### Exercise brief
Two lines mark the range in the entries below: the one holding "PR #1172, opened 2020-03-22" and the one holding "See also [this". Set down those two and all lines between them, exactly.

- - - - - - -

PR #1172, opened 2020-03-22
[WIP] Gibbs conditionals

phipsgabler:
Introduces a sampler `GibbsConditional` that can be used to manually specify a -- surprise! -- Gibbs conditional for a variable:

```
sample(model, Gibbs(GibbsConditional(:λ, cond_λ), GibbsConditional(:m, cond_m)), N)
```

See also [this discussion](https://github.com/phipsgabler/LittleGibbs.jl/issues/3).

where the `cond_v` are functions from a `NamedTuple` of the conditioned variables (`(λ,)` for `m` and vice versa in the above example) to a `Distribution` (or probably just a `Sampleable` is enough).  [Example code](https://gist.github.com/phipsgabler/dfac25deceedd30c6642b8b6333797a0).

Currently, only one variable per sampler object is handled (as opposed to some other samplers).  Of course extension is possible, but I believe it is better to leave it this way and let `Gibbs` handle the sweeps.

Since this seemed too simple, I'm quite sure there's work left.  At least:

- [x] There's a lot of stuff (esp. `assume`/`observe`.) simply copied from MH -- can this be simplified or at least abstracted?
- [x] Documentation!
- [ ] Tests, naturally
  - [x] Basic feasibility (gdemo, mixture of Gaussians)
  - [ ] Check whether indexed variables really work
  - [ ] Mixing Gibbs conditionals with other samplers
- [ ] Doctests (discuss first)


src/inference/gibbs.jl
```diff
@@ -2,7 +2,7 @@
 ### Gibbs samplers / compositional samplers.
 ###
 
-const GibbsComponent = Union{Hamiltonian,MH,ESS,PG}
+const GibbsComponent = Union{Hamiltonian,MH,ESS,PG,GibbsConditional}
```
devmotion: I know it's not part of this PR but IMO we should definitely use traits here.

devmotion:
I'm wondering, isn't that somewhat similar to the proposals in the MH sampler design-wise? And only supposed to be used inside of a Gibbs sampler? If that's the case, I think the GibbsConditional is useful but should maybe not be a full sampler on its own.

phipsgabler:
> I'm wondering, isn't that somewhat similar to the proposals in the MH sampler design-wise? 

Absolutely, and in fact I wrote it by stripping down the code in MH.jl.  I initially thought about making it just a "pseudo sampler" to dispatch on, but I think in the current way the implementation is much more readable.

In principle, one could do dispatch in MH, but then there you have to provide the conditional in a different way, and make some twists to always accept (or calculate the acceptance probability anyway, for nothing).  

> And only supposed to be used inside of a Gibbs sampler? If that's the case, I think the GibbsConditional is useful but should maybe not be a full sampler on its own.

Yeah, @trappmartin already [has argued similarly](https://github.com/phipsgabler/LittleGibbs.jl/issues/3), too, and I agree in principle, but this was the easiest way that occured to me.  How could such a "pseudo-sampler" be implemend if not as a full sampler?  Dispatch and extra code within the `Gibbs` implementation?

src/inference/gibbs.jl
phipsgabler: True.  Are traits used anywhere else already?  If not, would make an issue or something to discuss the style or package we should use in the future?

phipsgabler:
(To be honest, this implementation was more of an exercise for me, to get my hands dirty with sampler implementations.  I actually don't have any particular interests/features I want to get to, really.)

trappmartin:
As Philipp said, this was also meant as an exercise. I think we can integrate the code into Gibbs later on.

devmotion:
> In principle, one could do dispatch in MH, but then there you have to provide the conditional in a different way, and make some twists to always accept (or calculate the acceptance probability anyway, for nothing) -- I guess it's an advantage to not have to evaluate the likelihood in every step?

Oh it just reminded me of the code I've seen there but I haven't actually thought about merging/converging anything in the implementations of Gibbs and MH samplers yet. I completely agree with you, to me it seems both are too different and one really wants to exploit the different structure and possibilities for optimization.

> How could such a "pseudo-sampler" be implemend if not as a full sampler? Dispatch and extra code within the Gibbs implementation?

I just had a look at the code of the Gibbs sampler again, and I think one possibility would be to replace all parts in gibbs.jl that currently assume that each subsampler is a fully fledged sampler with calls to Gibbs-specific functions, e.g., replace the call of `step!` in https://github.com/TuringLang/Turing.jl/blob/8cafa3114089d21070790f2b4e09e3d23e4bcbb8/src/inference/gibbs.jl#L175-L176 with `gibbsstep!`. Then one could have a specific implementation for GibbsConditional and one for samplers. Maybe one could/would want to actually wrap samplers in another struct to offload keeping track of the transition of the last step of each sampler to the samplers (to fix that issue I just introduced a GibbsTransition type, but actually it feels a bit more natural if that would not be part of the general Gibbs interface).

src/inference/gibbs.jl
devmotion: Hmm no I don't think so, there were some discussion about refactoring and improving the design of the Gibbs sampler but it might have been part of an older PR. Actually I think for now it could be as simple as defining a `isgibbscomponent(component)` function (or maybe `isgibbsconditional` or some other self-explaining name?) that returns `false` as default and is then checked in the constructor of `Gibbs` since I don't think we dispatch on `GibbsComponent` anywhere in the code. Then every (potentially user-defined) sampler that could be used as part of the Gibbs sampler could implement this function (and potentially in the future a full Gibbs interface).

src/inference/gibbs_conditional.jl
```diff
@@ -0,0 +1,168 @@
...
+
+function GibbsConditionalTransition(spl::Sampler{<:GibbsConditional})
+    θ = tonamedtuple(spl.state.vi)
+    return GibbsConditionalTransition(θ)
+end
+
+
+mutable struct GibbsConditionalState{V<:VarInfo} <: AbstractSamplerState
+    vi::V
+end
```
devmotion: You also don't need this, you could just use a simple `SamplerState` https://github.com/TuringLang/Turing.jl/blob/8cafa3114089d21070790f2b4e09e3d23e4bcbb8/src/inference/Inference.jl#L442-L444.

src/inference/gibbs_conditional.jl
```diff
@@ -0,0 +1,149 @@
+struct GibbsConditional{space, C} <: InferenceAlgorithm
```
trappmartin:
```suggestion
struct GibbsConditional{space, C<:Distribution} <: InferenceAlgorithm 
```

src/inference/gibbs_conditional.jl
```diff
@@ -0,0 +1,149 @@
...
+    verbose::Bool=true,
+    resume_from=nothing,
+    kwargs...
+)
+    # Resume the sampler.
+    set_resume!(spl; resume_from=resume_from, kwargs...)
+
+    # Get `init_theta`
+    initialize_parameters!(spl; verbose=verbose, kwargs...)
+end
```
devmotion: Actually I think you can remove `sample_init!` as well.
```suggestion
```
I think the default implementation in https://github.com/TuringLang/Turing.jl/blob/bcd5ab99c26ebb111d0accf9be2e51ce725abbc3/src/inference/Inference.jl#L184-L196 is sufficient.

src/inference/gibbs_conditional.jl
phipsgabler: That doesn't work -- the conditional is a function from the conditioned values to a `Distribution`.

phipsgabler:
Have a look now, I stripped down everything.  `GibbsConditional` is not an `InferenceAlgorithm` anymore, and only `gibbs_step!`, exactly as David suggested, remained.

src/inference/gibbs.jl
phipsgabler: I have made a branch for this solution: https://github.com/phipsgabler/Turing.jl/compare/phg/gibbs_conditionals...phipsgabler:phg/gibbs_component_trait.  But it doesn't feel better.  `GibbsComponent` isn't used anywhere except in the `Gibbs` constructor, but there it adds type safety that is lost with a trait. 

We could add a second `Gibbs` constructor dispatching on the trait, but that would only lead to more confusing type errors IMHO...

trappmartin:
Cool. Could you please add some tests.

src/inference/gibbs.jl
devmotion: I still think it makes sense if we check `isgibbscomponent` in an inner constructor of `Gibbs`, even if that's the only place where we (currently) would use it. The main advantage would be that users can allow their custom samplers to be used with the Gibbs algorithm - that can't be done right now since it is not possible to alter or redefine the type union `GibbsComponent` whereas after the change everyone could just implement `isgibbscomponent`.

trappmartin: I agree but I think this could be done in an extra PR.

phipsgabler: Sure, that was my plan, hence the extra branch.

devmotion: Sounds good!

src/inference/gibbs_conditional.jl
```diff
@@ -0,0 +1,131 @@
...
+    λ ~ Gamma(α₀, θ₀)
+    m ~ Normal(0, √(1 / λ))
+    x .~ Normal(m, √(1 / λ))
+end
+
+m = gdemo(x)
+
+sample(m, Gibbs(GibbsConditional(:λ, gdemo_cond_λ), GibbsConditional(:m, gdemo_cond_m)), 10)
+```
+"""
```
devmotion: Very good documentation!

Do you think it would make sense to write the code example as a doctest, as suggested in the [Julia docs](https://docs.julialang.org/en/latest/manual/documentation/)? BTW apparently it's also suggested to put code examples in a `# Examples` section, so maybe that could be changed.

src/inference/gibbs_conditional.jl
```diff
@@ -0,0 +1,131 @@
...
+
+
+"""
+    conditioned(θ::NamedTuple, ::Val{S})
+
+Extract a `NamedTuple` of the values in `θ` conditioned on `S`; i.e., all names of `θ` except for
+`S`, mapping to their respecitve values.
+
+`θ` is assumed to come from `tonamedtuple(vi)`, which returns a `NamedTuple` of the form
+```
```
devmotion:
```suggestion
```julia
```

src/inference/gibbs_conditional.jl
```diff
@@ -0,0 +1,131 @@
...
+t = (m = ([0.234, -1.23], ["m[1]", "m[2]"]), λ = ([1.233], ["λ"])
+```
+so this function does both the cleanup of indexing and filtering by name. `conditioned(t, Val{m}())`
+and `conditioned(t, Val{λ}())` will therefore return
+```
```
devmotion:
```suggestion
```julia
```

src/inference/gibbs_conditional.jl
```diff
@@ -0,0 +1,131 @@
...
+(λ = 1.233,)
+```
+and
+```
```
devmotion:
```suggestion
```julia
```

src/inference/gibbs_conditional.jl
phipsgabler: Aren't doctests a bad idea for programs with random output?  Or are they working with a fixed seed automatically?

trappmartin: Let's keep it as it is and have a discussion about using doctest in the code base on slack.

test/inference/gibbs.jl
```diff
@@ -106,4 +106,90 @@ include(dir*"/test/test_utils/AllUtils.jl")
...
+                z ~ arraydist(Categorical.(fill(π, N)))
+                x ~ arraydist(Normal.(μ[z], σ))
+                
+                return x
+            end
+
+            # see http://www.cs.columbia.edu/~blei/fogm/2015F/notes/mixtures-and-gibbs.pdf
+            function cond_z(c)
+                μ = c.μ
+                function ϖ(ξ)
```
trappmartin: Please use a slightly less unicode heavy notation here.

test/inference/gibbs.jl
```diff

- - - - - - -

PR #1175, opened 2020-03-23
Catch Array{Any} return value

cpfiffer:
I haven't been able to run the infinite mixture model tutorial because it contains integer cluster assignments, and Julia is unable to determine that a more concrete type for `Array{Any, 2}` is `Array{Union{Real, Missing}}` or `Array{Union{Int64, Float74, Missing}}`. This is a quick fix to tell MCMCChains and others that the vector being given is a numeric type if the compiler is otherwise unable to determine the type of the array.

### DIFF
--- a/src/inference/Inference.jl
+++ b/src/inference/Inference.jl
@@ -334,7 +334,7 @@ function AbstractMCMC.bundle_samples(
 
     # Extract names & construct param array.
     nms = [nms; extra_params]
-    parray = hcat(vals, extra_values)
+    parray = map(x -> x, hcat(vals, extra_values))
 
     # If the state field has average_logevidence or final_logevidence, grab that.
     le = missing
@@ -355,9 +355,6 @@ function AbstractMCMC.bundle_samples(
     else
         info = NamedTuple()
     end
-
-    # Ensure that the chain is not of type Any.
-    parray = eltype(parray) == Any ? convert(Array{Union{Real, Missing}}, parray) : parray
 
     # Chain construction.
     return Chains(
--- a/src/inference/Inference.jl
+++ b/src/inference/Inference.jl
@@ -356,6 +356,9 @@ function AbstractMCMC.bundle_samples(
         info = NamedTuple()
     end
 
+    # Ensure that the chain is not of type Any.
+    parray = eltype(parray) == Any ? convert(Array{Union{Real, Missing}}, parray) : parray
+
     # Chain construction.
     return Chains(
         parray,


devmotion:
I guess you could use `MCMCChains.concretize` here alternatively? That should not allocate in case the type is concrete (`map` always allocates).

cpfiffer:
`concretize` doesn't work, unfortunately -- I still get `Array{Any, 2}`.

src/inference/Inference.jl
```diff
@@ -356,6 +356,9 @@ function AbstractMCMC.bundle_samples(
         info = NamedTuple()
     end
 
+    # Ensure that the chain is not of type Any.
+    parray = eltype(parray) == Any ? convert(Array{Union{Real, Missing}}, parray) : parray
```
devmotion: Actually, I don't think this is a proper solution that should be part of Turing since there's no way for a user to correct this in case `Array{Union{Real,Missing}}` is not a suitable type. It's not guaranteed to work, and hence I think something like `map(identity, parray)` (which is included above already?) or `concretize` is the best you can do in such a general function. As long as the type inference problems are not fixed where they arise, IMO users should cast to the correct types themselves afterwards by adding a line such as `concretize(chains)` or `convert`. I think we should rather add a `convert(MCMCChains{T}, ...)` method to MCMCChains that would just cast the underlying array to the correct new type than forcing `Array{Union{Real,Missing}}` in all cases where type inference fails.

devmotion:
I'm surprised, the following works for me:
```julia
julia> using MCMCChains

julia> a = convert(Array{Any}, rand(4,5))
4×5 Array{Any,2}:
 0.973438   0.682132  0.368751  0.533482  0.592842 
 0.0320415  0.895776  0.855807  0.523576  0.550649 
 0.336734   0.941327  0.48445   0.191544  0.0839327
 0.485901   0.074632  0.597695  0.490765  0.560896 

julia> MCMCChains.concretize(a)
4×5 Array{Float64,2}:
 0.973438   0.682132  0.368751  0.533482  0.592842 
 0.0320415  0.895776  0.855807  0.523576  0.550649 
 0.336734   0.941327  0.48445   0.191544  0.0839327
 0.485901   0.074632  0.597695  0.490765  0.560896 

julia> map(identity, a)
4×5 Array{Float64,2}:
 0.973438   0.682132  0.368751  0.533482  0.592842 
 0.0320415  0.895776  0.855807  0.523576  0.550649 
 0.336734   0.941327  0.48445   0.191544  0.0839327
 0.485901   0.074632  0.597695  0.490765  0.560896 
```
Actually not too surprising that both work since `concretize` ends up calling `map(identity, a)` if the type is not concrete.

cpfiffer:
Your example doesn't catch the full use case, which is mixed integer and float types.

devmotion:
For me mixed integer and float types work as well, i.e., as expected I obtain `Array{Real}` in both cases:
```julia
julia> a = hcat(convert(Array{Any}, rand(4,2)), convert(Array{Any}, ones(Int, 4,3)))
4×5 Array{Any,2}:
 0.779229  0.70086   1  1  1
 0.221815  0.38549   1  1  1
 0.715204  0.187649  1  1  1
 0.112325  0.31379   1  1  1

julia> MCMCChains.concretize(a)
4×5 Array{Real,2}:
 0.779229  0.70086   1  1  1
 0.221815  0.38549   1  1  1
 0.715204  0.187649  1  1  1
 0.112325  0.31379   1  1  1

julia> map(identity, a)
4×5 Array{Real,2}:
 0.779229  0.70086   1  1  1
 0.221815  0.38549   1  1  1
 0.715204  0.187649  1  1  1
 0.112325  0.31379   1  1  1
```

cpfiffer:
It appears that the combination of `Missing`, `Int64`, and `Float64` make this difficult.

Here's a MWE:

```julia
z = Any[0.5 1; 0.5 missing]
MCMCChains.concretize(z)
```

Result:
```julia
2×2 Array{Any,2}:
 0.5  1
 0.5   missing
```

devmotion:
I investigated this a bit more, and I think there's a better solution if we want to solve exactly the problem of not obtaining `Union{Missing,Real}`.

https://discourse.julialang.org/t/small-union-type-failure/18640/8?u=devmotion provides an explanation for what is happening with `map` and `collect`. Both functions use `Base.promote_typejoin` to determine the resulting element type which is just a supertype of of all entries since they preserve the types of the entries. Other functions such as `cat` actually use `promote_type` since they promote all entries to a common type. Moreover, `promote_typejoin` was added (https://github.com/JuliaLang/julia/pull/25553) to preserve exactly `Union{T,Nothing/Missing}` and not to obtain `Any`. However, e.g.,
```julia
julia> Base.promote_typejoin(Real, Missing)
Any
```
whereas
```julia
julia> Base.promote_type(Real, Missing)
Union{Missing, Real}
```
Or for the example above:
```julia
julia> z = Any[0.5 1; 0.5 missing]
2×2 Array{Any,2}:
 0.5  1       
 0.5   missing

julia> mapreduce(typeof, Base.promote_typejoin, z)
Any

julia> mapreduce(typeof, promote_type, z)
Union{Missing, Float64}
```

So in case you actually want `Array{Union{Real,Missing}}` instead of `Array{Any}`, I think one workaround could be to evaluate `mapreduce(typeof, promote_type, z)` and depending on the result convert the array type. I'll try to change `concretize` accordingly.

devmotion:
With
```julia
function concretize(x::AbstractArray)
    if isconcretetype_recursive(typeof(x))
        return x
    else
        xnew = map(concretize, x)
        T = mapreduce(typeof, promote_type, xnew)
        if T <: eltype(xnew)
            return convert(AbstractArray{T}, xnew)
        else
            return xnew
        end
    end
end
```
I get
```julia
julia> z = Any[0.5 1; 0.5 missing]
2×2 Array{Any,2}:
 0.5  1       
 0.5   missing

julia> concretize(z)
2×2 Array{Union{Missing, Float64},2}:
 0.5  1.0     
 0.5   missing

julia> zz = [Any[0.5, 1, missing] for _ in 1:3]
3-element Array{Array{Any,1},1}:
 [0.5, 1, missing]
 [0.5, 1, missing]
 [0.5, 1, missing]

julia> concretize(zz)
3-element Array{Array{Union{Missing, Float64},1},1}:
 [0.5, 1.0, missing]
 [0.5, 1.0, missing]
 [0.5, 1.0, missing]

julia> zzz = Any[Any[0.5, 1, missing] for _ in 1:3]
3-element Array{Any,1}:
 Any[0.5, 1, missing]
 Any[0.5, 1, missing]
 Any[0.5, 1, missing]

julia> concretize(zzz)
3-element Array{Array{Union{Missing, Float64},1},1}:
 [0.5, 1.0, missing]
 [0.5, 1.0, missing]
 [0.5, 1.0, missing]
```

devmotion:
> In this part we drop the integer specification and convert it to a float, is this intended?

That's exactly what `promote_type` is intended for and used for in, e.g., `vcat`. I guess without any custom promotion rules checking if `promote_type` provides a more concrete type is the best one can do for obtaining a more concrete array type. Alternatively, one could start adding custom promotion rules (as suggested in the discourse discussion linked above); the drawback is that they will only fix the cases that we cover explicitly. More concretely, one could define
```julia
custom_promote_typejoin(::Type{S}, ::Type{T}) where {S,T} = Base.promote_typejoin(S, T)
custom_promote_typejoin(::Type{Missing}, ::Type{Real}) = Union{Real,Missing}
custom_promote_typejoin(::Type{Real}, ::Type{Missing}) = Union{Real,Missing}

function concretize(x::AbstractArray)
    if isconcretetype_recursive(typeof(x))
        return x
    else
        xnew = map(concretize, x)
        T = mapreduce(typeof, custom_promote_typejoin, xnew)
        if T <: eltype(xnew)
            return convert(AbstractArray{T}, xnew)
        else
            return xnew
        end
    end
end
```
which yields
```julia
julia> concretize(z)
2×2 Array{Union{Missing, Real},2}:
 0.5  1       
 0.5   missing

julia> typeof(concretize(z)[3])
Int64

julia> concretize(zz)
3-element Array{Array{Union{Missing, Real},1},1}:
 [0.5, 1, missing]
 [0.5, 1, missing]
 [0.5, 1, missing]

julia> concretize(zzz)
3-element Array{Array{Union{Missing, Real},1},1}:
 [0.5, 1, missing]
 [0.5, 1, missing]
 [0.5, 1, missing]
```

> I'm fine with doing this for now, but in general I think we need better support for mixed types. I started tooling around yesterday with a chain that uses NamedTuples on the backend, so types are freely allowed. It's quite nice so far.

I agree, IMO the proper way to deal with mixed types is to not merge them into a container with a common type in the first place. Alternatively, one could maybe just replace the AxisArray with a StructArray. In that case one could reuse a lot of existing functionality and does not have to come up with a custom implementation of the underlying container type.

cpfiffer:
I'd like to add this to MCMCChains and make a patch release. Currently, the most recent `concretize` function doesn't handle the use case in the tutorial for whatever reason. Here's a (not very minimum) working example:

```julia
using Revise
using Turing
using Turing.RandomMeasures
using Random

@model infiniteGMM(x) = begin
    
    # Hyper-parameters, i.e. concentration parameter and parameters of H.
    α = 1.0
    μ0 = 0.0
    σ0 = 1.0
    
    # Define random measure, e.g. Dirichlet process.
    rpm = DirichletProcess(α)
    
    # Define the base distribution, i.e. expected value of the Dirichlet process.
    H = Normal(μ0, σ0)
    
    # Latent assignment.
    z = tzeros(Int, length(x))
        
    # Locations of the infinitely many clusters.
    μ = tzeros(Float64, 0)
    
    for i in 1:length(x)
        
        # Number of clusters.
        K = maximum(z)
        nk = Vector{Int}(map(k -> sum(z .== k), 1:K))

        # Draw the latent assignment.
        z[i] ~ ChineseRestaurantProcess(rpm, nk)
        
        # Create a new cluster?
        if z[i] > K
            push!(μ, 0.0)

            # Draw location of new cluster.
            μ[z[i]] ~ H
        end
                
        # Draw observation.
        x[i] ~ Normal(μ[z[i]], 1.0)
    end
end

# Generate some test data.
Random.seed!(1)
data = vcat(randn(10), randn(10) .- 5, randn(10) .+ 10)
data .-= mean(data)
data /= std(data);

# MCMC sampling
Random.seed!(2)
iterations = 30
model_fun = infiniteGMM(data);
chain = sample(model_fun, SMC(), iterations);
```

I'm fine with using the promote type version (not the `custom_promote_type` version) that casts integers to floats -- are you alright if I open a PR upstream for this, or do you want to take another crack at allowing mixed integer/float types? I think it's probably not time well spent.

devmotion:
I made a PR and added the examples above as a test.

- - - - - - -

### Task solution
PR #1172, opened 2020-03-22
[WIP] Gibbs conditionals

phipsgabler:
Introduces a sampler `GibbsConditional` that can be used to manually specify a -- surprise! -- Gibbs conditional for a variable:

```
sample(model, Gibbs(GibbsConditional(:λ, cond_λ), GibbsConditional(:m, cond_m)), N)
```

See also [this discussion](https://github.com/phipsgabler/LittleGibbs.jl/issues/3).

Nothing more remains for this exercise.